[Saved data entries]
= Beginning of Section =

PR #396, opened 2026-03-20
Auto-generate OpenAPI requestBody from extractors

### LINKED ISSUE #395: [Feature]: Auto-generate OpenAPI requestBody from Json<T> and Validated<T> extractors
### Problem Statement

Currently, Rapina does an excellent job of automatically generating the response schema for OpenAPI documentation based on a handler's return type (e.g., -> Json<MyResponse>). However, it does not automatically document the incoming request payloads for POST, PUT, and PATCH endpoints.

When a handler expects a Json<CreateUser> or Validated<Json<CreateUser>>, the resulting /__rapina/openapi.json spec does not include a requestBody definition. This leaves the API documentation incomplete, meaning frontend developers and API consumers don't know what fields are required to make mutations unless they read the Rust source code.

### Proposed Solution

The routing macros (#[post], #[put], #[patch]) should inspect the function arguments at compile time. If an argument uses the Json<T>, Validated<Json<T>>, or Form<T> extractors, the macro should generate the JSON schema for the inner type T (which already implements schemars::JsonSchema via DTOs) and attach it to the route's metadata.

### Alternatives Considered

_No response_

Auditability (contracts, errors, observability)

### Contribution

sarpedondev:
## Summary

Auto-generate OpenAPI `requestBody` documentation for POST, PUT, and PATCH endpoints when handlers use `Json<T>`, `Validated<Json<T>>`, or `Form<T>` extractors. The routing macros now inspect function arguments at compile  
  time and generate JSON schemas for inner types that implement `JsonSchema`.

## Related Issues

Closes #395

## Checklist

- [x] `cargo fmt` passes
- [x] Tests pass

### DIFF
--- a/rapina-macros/src/lib.rs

= End of Section =

Repeat every entry exactly. Nothing may be dropped.

[Answer space]
PR #396, opened 2026-03-20
Auto-generate OpenAPI requestBody from extractors

### LINKED ISSUE #395: [Feature]: Auto-generate OpenAPI requestBody from Json<T> and Validated<T> extractors
### Problem Statement

Currently, Rapina does an excellent job of automatically generating the response schema for OpenAPI documentation based on a handler's return type (e.g., -> Json<MyResponse>). However, it does not automatically document the incoming request payloads for POST, PUT, and PATCH endpoints.

When a handler expects a Json<CreateUser> or Validated<Json<CreateUser>>, the resulting /__rapina/openapi.json spec does not include a requestBody definition. This leaves the API documentation incomplete, meaning frontend developers and API consumers don't know what fields are required to make mutations unless they read the Rust source code.

### Proposed Solution

The routing macros (#[post], #[put], #[patch]) should inspect the function arguments at compile time. If an argument uses the Json<T>, Validated<Json<T>>, or Form<T> extractors, the macro should generate the JSON schema for the inner type T (which already implements schemars::JsonSchema via DTOs) and attach it to the route's metadata.

### Alternatives Considered

_No response_

Auditability (contracts, errors, observability)

### Contribution

sarpedondev:
## Summary

Auto-generate OpenAPI `requestBody` documentation for POST, PUT, and PATCH endpoints when handlers use `Json<T>`, `Validated<Json<T>>`, or `Form<T>` extractors. The routing macros now inspect function arguments at compile  
  time and generate JSON schemas for inner types that implement `JsonSchema`.

## Related Issues

Closes #395

## Checklist

- [x] `cargo fmt` passes
- [x] Tests pass

### DIFF
--- a/rapina-macros/src/lib.rs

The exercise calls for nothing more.